I just wanted to share my story of my very first catch out, from Field B.C. to Surrey B.C.

Long time lurker here, occasionally lurk around reddit.com/r/vagabond as well. I have always been fascinated with train riding ever since meeting a kid on the streets of Calgary in like, 2014 I wanna say? He was looking for water and was dirty as shit. I was staying in the Salvation Army at the time so I ran in and filled his jug. Said he hopped a train all the way from Winnipeg - Just looked at him like he was crazy. Proceeded to pull out his camera and show me a bunch of photos, beautiful shots from across the prairies. Homeboy said he was was from Ontario and hitching and riding trains across the country. Also mentioned he had engine room keys, which I later learned was keys to get into the locomotives halfway down the cars.

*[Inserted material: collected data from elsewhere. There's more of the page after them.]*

PR #1287, opened 2024-01-02
latest resources carousel sorting

dev-rajneeshkumar:
To  add date under resource type in latest resources carousel 

Fix #<gh-issue-id>

Test URLs:
- Before: https://main--moleculardevices--hlxsites.hlx.page/technology/ai-machine-deep-learning-cell-image-analysis#overview
- After: https://latest-resources--moleculardevices--hlxsites.hlx.page/technology/ai-machine-deep-learning-cell-image-analysis#overview

### DIFF
--- a/blocks/card/card.js
+++ b/blocks/card/card.js
@@ -62,7 +62,7 @@ class Card {
     this.c2aLinkStyle = false;
     this.c2aLinkConfig = false;
     this.c2aLinkIconFull = false;
-    this.showDate = true,
+    this.showDate = true;
 
     // Apply overwrites
     Object.assign(this, config);
--- a/blocks/card/card.js
+++ b/blocks/card/card.js
@@ -5,7 +5,7 @@
 import {
   decorateIcons, loadCSS, createOptimizedPicture, fetchPlaceholders, toCamelCase,
 } from '../../scripts/lib-franklin.js';
-import { isGatedResource, summariseDescription } from '../../scripts/scripts.js';
+import { formatDateUTCSeconds, isGatedResource, summariseDescription } from '../../scripts/scripts.js';
 import {
   a, div, h3, p, i, span,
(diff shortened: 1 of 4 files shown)


blocks/card/card.js
```diff
@@ -62,6 +62,7 @@ class Card {
     this.c2aLinkStyle = false;
     this.c2aLinkConfig = false;
     this.c2aLinkIconFull = false;
+    this.showDate = true;
```
andreituicu, line 65: I think this should be `false` by default, otherwise you display the date everywhere the card class is being used.
for example, if you look at the following two places, the date is now added there too and I don't think you want that:
* https://latest-resources--moleculardevices--hlxsites.hlx.page/products/microplate-readers/multi-mode-readers/spectramax-i3x-readers#related-products-services
* https://latest-resources--moleculardevices--hlxsites.hlx.page/lab-notes/blog

then you will override the default `false` value, only in the latest-resources carousel code here:
https://github.com/hlxsites/moleculardevices/blob/main/blocks/latest-resources/latest-resources.js#L62-L65

andreituicu (commented):
The PR title doesn't match the code, making it quite confusing. It says `latest resources carousel sorting`, whereas the code doesn't do any changes for sorting, it is adds dates to cards/carousels.

dev-rajneeshkumar:
> The PR title doesn't match the code, making it quite confusing. It says `latest resources carousel sorting`, whereas the code doesn't do any changes for sorting, it is adds dates to cards/carousels.

Actually this was also part of requirement which has been fixed by sorting query index sheet only so changes removed from code

blocks/card/card.js
dev-rajneeshkumar: Thanks for pointing this out @andreituicu , this should be captured in unit testing but missed. We have fixed it can you please review again?

andreituicu (approved):

PR #1298, opened 2024-01-19
loading issue and speed optimization

dev-rajneeshkumar:

Fix #<gh-issue-id>

Test URLs:
- Before: https://main--moleculardevices--hlxsites.hlx.live/products/microplate-readers/multi-mode-readers/spectramax-i3x-readers
- After: https://moldev-opt--moleculardevices--hlxsites.hlx.live/products/microplate-readers/multi-mode-readers/spectramax-i3x-readers

### DIFF
--- a/blocks/header/helpers.js
+++ b/blocks/header/helpers.js
@@ -1,3 +1,4 @@
+/* eslint-disable linebreak-style */
 import { getMetadata } from '../../scripts/lib-franklin.js';
 import {
   a, div, li,
@@ -50,7 +51,7 @@ export function expandMenu(element) {
   element.setAttribute('aria-expanded', 'true');
 }
 
-export function buildBrandLogo(content) {
+export async function buildBrandLogo(content) {
   const logoImg = content.querySelector('.nav-brand');
 
   const logoLink = a(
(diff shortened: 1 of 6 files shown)


blocks/header/helpers.js
```diff
@@ -50,7 +51,7 @@ export function expandMenu(element) {
   element.setAttribute('aria-expanded', 'true');
 }
 
-export function buildBrandLogo(content) {
+export async function buildBrandLogo(content) {
```
mhaack, line 54: This is not doing much I wonder how making it async and `await buildBrandLogo(content)` should improve any performance?

blocks/latest-resources/latest-resources.js
```diff
@@ -29,7 +30,6 @@ async function getResourcesFromMetaTags() {
 
   return ffetch('/query-index.json')
     .sheet('resources')
-    .chunks(2000)
```
duynguyen, line 32: @dev-rajneeshkumar just to make sure you are aware of this change: with 2k chunk size if will only take 1 call to fetch all resources to run the filter (at this point of time with 1.9k resources). with default chunk size (255) it takes 8 calls for the same number of resources. And in the end, the filter will run through all 1.9k resources.

mhaack: Plus we habe HTTP/2 should not matter mucht.

mhaack (approved):

blocks/latest-resources/latest-resources.js
dev-rajneeshkumar: ok @duynguyen let see the performance and user experience after this PR merge and then will change if required

PR #1300, opened 2024-01-24
set events chronological order

dev-rajneeshkumar:
Set order of featured events as chronological order. Currently it's as per created date

Fix #<gh-issue-id>

Test URLs:
- Before: https://main--moleculardevices--hlxsites.hlx.page/newsroom
- After: https://featured-events--moleculardevices--hlxsites.hlx.page/newsroom


mhaack (approved):

blocks/latest-events/latest-events.js
```diff
@@ -1,6 +1,6 @@
+/* eslint-disable linebreak-style */
```
mhaack, line 1: I'm not a fan of this as this can be easily avoided

PR #1301, opened 2024-01-24
have multiple faq blocks on a page with one schema

dev-rajneeshkumar:
Have multiple FAQ blocks on a page using single block and single schema to avoid multiple schemas issue in google.

Fix #<gh-issue-id>

Test URLs:
- Before: https://main--moleculardevices--hlxsites.hlx.page/products/gxp-compliance-solutions/softmax-pro-gxp-software/gxp-assessment-questionnaire
- After: https://faq-block--moleculardevices--hlxsites.hlx.page/products/gxp-compliance-solutions/softmax-pro-gxp-software/gxp-assessment-questionnaire

### DIFF
--- a/blocks/accordion/accordion.js
+++ b/blocks/accordion/accordion.js
@@ -1,3 +1,4 @@
+/* eslint-disable linebreak-style */
 import { decorateIcons } from '../../scripts/lib-franklin.js';
 import {
   div, span,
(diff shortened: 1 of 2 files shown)


blocks/accordion/accordion.js
```diff
@@ -1,3 +1,4 @@
+/* eslint-disable linebreak-style */
```
mhaack, line 1: Again, lets remove this. Either disable the rule globally or better do not breakt it. Does not make much sense to add this line everywhere.

mhaack (approved):

PR #155, opened 2024-11-10
Fix regression in loading package from local filesystem in Node

ryanking13:
There is a bug in micropip 0.7.0 that causes Node to fail to load packages from the local filesystem.

I also enabled Node CI to detect this kind of bug.


hoodmane (approved):
Thanks!

ryanking13:
Thanks for the review!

Anyways, fast forward 5 years. I've been up and down the western hemisphere, hitchhiked across America, hitched Europe three times, hitched Ireland twice, went black riding around the Netherlands, Belgium and France a bit, and Scotland a couple of times. I was definitely looking for a new experience. Something made me think about that kid that day and that train ride. I started reading a lot on /r/vagabond, downloaded the railroad atlas, read literally every single post I could find about freight hopping. Figured fuck it, why not? I was staying again in the exact same Salvation Army in Calgary, just for a while to crash after another 3,200 mile trip across the Red, White and Blue.

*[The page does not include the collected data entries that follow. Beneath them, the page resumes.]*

PR #164, opened 2024-12-05
Add basic integration tests

ryanking13:
This adds basic integration tests for micropip, which queries to real world packages indexes (PyPI).

To prevent DoS, this is disabled by default in PR, and only run when `[integration]` is included in the PR or when the PR is merged and pushed to the main branch.

### DIFF
--- a/tests/integration/test_integration.py
+++ b/tests/integration/test_integration.py
@@ -60,7 +60,7 @@ def test_integration_uninstall_basic(selenium_standalone_micropip, pytestconfig)
 
         micropip.uninstall("snowballstemmer")
 
-        packages = await micropip.list()
+        packages = micropip.list()
         assert "snowballstemmer" not in packages
 
     _run(selenium_standalone_micropip)
@@ -81,6 +81,6 @@ def test_integration_freeze_basic(selenium_standalone_micropip, pytestconfig):
         snowballstemmer.stemmer("english")
 
         lockfile = micropip.freeze()
-        assert "snowballstemmer" in json.loads(lockfile)
+        assert "snowballstemmer" in json.loads(lockfile)["packages"]
 
     _run(selenium_standalone_micropip)
--- a/tests/integration/test_integration.py
+++ b/tests/integration/test_integration.py
@@ -5,12 +5,20 @@
 # To prevent sending many requests to remote servers, these tests are disabled by default.
 # To run these tests locally, invoke pytest with the `--integration` flag.
 
+import pytest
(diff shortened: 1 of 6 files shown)


tests/integration/test_integration.py
```diff
@@ -0,0 +1,79 @@
...
+# to test the micropip's ability to install packages from real world package indexes.
+
+# To prevent sending many requests to remote servers, these tests are disabled by default.
+# To run these tests locally, add `--integration` flag, when inovking pytest.
+
+from pytest_pyodide import run_in_pyodide
+
+
+def test_integration_install_basic(selenium_standalone_micropip, pytestconfig):
+    pytestconfig.getoption("--integration", skip=True)
```
hoodmane, line 12: Can we make a separate fixture or decorator for this so that we can say:
```py
@integration_only
@run_in_pyodide
def test_integration_install_basic(selenium_standalone_micropip):
    # test body
```
Or maybe it would be possible to skip the entire file instead of each test individually?

tests/integration/test_integration.py
```diff
@@ -0,0 +1,79 @@
+# integration tests for micropip
+# these test often requires querying to the real packages existing in PyPI,
+# to test the micropip's ability to install packages from real world package indexes.
+
+# To prevent sending many requests to remote servers, these tests are disabled by default.
+# To run these tests locally, add `--integration` flag, when inovking pytest.
```
hoodmane, line 6:
```suggestion
# To run these tests locally, add `--integration` flag, when invoking pytest.
```

tests/integration/test_remote_indexes.py
```diff
@@ -1,7 +1,7 @@
 # This file contains tests that actually query remote package indexes,
 # to ensure that micropip works with real-world package indexes.
 # Since running these tests will send many requests to remote servers,
-# these tests are disabled by default.
+# these tests are disabled by default in CI.
```
hoodmane, line 4: Above you said: "To run these tests locally, add `--integration` flag". Here you say they are disabled by default _in CI_. But aren't they are also disabled by default locally?

hoodmane (approved):
Thanks @ryanking13! I have some nits but generally looks good.

tests/integration/test_remote_indexes.py
ryanking13: Right, they are disabled both locally and CI by default. I'll update the wording

ryanking13:
Thanks for the review!

PR #168, opened 2024-12-15
Ruff rules for comprehensions and performance

cclauss:
% `ruff check --select=C4,C90,PERF --statistics`
```
3	C408   	[*] unnecessary-collection-call
3	C901   	[ ] complex-structure
3	PERF401	[ ] manual-list-comprehension
1	C403   	[*] unnecessary-list-comprehension-set
1	C419   	[*] unnecessary-comprehension-in-call
[*] fixable with `ruff check --fix`
```

In `micropip/externals/mousebender/simple.py`, Mypy is a bit behind pyupgrade on Python 3.12.

% `ruff rule C408`
# unnecessary-collection-call (C408)

Derived from the **flake8-comprehensions** linter.

Fix is always available.

## What it does
Checks for unnecessary `dict()`, `list()` or `tuple()` calls that can be
rewritten as empty literals.

## Why is this bad?
It's unnecessary to call, e.g., `dict()` as opposed to using an empty
literal (`{}`). The former is slower because the name `dict` must be
looked up in the global scope in case it has been rebound.

## Examples
```python
dict()
dict(a=1, b=2)
list()
tuple()
```

Use instead:
```python
{}
{"a": 1, "b": 2}
[]
()
```

## Fix safety
This rule's fix is marked as unsafe, as it may occasionally drop comments
when rewriting the call. In most cases, though, comments will be preserved.

## Options
- `lint.flake8-comprehensions.allow-dict-calls-with-keyword-arguments`

### DIFF
--- a/micropip/externals/mousebender/simple.py
+++ b/micropip/externals/mousebender/simple.py
@@ -5,9 +5,10 @@ import html
 import html.parser
 import urllib.parse
 import warnings
-from typing import Any, Literal, TypedDict
+from typing import Any, Dict, List, Optional, Union, Literal, TypeAlias, TypedDict
 
 import packaging.utils
+
 
 ACCEPT_JSON_V1 = "application/vnd.pypi.simple.v1+json"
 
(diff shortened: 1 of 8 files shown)


ryanking13 (approved):
Thanks. Looks good codewise, could you resolve the conflict?

cclauss:
Should we exclude `micropip/externals/mousebender/simple.py` given that it is external?

ryanking13:
@cclauss

Yes, please exclude the `external` directory. They are mostly copy/pasted.

ryanking13 (approved):
Thanks!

I decided to catch out of Field, as I heard that it was a decent spot for CP trains to stop. Found the little bridge with a bunch of graffiti (and Casper the hitchhiking ghost!) and decided to wait. Not long after 9pm, an IM train rolls in to a stop but I'm only about 10 cars back - I read that you should be more towards the rear of the train. I decide to let it pass and wait for a grainer. Grainers would be better for me as they have those little cubby holes to hide out in. I walk back about 1/2 mile, lay out my sleeping bag and head to sleep.

About 2pm the next day, my prayers are answered - a train full of grainers stops and I hop on. That feeling, at that very moment was one of terror, excitement, fear and "WTF!". I crawl in and chill out, occasionally hopping out to take in the scenery of those beautiful rocky mountains. Let me tell you, seeing those gorgeous mountains, with the sky and a river running next me felt so immensely awesome I can't even put it into words.

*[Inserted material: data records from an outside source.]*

PR #177, opened 2025-01-23
Add support for constraints, install in topological order

### LINKED ISSUE #175: support constraints for transient dependencies?
## elevator pitch

Add the concept of [constraints] for controlling resolution of transient dependencies.

[constraints]: https://pip.pypa.io/en/stable/user_guide/#constraints-files

## motivation

For a number of use cases, constraints help achieve reproducible environments 
with more familiar tools and data than the still-prickly `pyodide-lock.json`.

## design ideas

For parity with the positional `dependencies`, this would likely be a list of PEP-508 specs which get normalized, either up-front affecting all future solves, or in a one-off `install`:

```py
micropip.set_constraints(["maybe-transient-dep==1.2.3"])

await micropip.install(
    ["direct-dep"], 
    constraints=[
        "another-transient-dep==4.5.6",
        "yet-another-transient-dep@https://example.com/yet_another_transient_dep.py3-none-any.whl",
    ]
)
```

In an outer build environment, the output of `pip list --format=freeze` could provide any "interesting" dependencies to something that should work in the browser, even if they need to be slightly tweaked to avoid any `emscripten`- or `pyodide`-specific `.whl`.

bollwyvl:
## references
- fixes #175

## changes
- [x] add `micropip.set_constraints`
- [x] add `constraints` to the signatures of `install` and `Transaction`
  - [x] per upstream, filter constraints that don't provide enough detail (e.g. Just A Wheel URL)
  - [x] merge specifiers to any requirement if found in the constraints (by canonical name)
- [x] rework `install` to handle constrained indirect dependencies of packages found in `pyodide-lock.json`
  - [x] add `requested_by` to the signatures of many `Transaction` methods
  - [x] capture the full as-requested `Transaction.dependency_graph`
  - [x] install packages in topological order based on graph

## breaking changes
- ~~hopefully none, as it's opt-in, and only adds keyword-only arguments to the already very finicky `install`, etc.~~
    - previously, _all_ packages from `pyodide-lock.json` were unconditionally installed before _any_ resolved wheels
    - now, all installations are handled the same way, waiting for any dependencies to be installed first
    - further, transactions containing cycles of dependencies will fail

### DIFF
--- a/docs/project/usage.md
+++ b/docs/project/usage.md
@@ -71,7 +71,8 @@ You can pass multiple packages to `micropip.install`:
 await micropip.install(["pkg1", "pkg2"])
 ```
 
-You can specify additional constraints:
+A dependency can specify be refined per the [PEP-508] spec:
+
 
 ```python
 await micropip.install("snowballstemmer==2.2.0")
@@ -79,10 +80,31 @@ await micropip.install("snowballstemmer>=2.2.0")
 await micropip.install("snowballstemmer[all]")
 ```
 
+[PEP-508]: https://peps.python.org/pep-0508
+
+### Disabling dependency resolution
+
 micropip does dependency resolution by default, but you can disable it,
 this is useful if you want to install a package that has a dependency
 which is not a pure Python package, but it is not mandatory for your use case:
 
 ```python
 await micropip.install("pkg", deps=False)
+```
+
+### Constraining indirect dependencies
+
+Dependency resolution can be further customized with optional `constraints`: these
+provide the versions (or URLs of wheels)
+
+```python
+await micropip.install("pkg", constraints=["other-pkg ==0.1.1"])
+```
+
+Default `constraints` may be provided to be used by all subsequent calls to
+`micropip.install`:
+
+```python
+micropip.set_constraints = ["other-pkg ==0.1.1"]
+await micropip.install("pkg")
 ```
--- a/docs/project/usage.md
+++ b/docs/project/usage.md
@@ -96,7 +96,7 @@ await micropip.install("pkg", deps=False)
 
 Dependency resolution can be further customized with optional `constraints`:
 these modify both _direct_ and _indirect_ dependency resolutions, while direct URLs
-in either a requirement or constraint will generally bypass any other specifiers.
+in either a requirement or constraint will bypass any other specifiers.
 
 As described in the [`pip` documentation][pip-constraints], each constraint:
 
@@ -108,6 +108,8 @@ As described in the [`pip` documentation][pip-constraints], each constraint:
     - a URL
   - _must not_  request any `[extras]`
 
+Multiple constraints of the same canonical name are merged.
+
 Invalid constraints will be silently discarded, or logged if `verbose` is provided.
 
 ```python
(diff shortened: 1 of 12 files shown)


hoodmane:
Looks nice so far I suppose the next step would be to actually use them.

docs/project/usage.md
```diff
@@ -71,18 +71,54 @@ You can pass multiple packages to `micropip.install`:
...
+        # package-with-no-version                  # missing version or URL
+    ]
+)
+```
+
+`micropip.set_constraints` replaces any default constraints for all subsequent
+calls to `micropip.install` that don't specify constraints:
+
+```python
+micropip.set_constraints = ["other-pkg ==0.1.1"]
```
ryanking13, line 121:
```suggestion
micropip.set_constraints(["other-pkg ==0.1.1"])
```

tests/test_install.py
```diff
@@ -99,6 +99,74 @@ def test_install_mixed_case2(selenium_standalone_micropip, jinja2):
     )
 
 
+PYTZ_2020_5_WHEEL = "pytz-2020.5-py2.py3-none-any.whl"
+PYTZ_2020_5_URL = f"https://files.pythonhosted.org/packages/89/06/2c2d3034b4d6bf22f2a4ae546d16925898658a33b4400cfb7e2c1e2871a3/{PYTZ_2020_5_WHEEL}"
```
ryanking13, line 103: Let's not use the external URL in the unittest.

You can put the wheel file in the [test directory](https://github.com/pyodide/micropip/tree/main/tests/test_data/wheel), and use the [wheel_catalog](https://github.com/pyodide/micropip/blob/5ce6e1f26f0680bf7db5f56bb9c98cbbe3726908/tests/conftest.py#L160C5-L160C18) fixture to generate a URL for the wheel. ([example](https://github.com/pyodide/micropip/blob/5ce6e1f26f0680bf7db5f56bb9c98cbbe3726908/tests/test_list.py#L45-L46))

micropip/transaction.py
```diff
@@ -36,14 +36,31 @@ class Transaction:
...
+                logger.debug("Transaction: discarding nameless constraint: %s", con)
+                continue
+            if con.extras:
+                logger.debug("Transaction: discarding [extras] constraint: %s", con)
+                continue
+            if not (con.url or len(con.specifier)):
+                logger.debug("Transaction: discarding versionless constraint: %s", con)
+                continue
+            con.name = canonicalize_name(con.name)
+            self.constrained_reqs[con.name] = con
```
ryanking13, line 62: Could you split this into a separate function and add some test?

ryanking13 (commented):
Thanks! I left some comment

tests/test_install.py
bollwyvl: hm, the wheel catalog is keyed by name, which makes it not great for testing sensitivity to version resolution. i'll see about the other stuff, and swing back to this,

micropip/transaction.py
bollwyvl: moved to `_utils`

tests/test_install.py
bollwyvl: using the pre-existing `pytest` fixture

docs/project/usage.md
bollwyvl: fixed

bollwyvl:
Had a thought which might skip all the bookkeeping: still do `gather` on dependencies of `pyodide-lock` packages, but then install PyPI wheels first... took a bit to get what's in there working, so will try a sibling PR...

bollwyvl:
I think #181 is the better way forward, but will keep this open as a draft for reference.

ryanking13:
Closing in favor of https://github.com/pyodide/micropip/pull/181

train stops in Golden and I hop out for some McDonald's and a water refill. As I'm walking back towards the train line, I hear the hiss of brakes - this one's leaving! I spot an RCMP cop car and a rail worker truck a long ways off and almost stop myself. I say fuck it, sprint across the road and catch just as he starts pulling away. This one wasn't a grainer, but had a nice porch to lay in and a smaller cubby hole to hide in if needed. Took it all the way to Revelstoke B.C. One thing I forgot about though was the tunnels! Especially Rogers Pass, I nearly died from the fumes. Luckily I had my bandana on and just kept wetting it with water.

I stay on that one until Kamloops and this is where life almost took a turn for the worse: Train stops outside of town, not the kamloops yard. Workers are disasembling cars and rebuilding it. A hear and voice and panic! A worker *literally* walked by my car and as he did so I jumped into the cubby hole. Squeezing myself in and breathing hevily, he walks right by me and doesn't see me, thank god. I walk into town, another McDonald's break and wait east of the main yard for more trains.

Caught another set of grainers going west at about 2am. This one was uneventful, crawled in, threw my earplugs in and went to sleep. As it was approaching the main intermodal yard I was looking for a spot to hop off, but it was impossible. he was going too fast and there were yard trucks EVERYWHERE. I literally had to wait for him to come to a complete stop. Once he did I ran across the tracks and run right in front of a fucking yard workers truck barreling down the service road. fuck. fuck. fuck. fuck. He stops, reverses and I bolt for the bushes, struggling through about 50 foot of thorns, cutting myself up pretty bad in the process. I make it to the highway and walk towards the Port Mann bridge. Just as I'm about to run across the highway, I see the truck driving towards me. I sprint across four lanes of highway and give him a quick look back once I'm safely on the other side. Walk to a Skytrain and make my way home.


Anyways there it is, I had a blast and I'm still trying to process all of it. It was an exhilarating experience, one that I won't soon forget. I sure got fucking dirty though, holy fuck!


----------



## Deleted member 23824 (Aug 2, 2019)

A great story, and welcome to StP. Hope you have lots more rides, and what a place to do it.


----------



## superphoenix (Sep 1, 2019)

I love a good cat and mouse story! Glad you got away alright.


----------